* _Exercise directions_
Exactly as written, transcribe each record below.

------ Material provided ------

PR #2364, opened 2023-09-18
:seedling: Upgrade CSI driver to v3.1.0

### LINKED ISSUE #2331: CSI controller crashes in deployments using current templates
/kind bug

CSI plugin needs `insecure-flag` to be set without trusted CA even when the thumbprint is provided.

------

* _Exercise result_
PR #2364, opened 2023-09-18
:seedling: Upgrade CSI driver to v3.1.0

### LINKED ISSUE #2331: CSI controller crashes in deployments using current templates
/kind bug

CSI plugin needs `insecure-flag` to be set without trusted CA even when the thumbprint is provided.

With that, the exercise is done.